8. As soon as the bead chain is stable, move the collection cup out of the way of the liquid jet to

start the actual bead production process. Verify that the bead stream is dispersed 3 to 10 cm
(approximately 1” to 4”) below the electrode. An optimal distance is about 5 cm (2”) below the
electrode. Adjust the electrostatic voltage to achieve this goal.

9. Record the exact process parameters while monitoring the bead production.

10. Shortly before the syringe plunger is fully depressed, move the collection cup back into the bead

stream. Stop the pump.
Turn off the electrostatic dispersion unit and the vibration control system.

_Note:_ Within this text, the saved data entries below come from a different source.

PR #278, opened 2017-11-06
[PATCH v3] port features commits from api-next to next  v2

muvarov:


muvarov:
hm actually it passes https://travis-ci.org/muvarov/odp/builds/298165062 interesting why here it's not :(

muvarov:
after restart everything is good. Looks like Travis internal bug where ./configure could not find openssl headers while packages were installed.

muvarov:
Merged.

11. Let the beads harden for 5 minutes.

12. To drain the hardening solution from the reaction vessel, slowly open the drain clamp so that it will

take 1 to 2 minutes to drain 500 mL. Turn off the magnetic stirrer when about ¾ of the liquid has
drained. Close the drain clamp as soon as the liquid level reaches the settled beads.

NOTE

Always leave the beads slightly covered with solution to prevent clumping.

13. Fill the pressure bottle with 400 mL of washing solution and pump it into the reaction vessel.

Restart the magnetic stirrer as soon as the magnetic stir bar is covered with liquid so the beads
are not damaged. Wash the beads for 5 minutes and then drain off the liquid as described above
(item 12).

14. Pump the final 200 mL of washing solution into the reaction vessel. Re-suspend the beads by

turning on the magnetic stirrer.

15. Open the bead collecting valve and let the beads flow into the bead collecting flask.

16. Close the silicone tube from the reaction vessel to the bead collecting flask with the clump.

Disconnect the bead collecting flask from the reaction vessel and check the beads for quality
under a microscope.

17. Immediately after the end of the bead production process fill a syringe with distilled water, attach it

to the bead producing unit and flush the nozzle to avoid having the polymer dry and clogging the
system thus creating a maintenance problem. Clean the reaction vessel.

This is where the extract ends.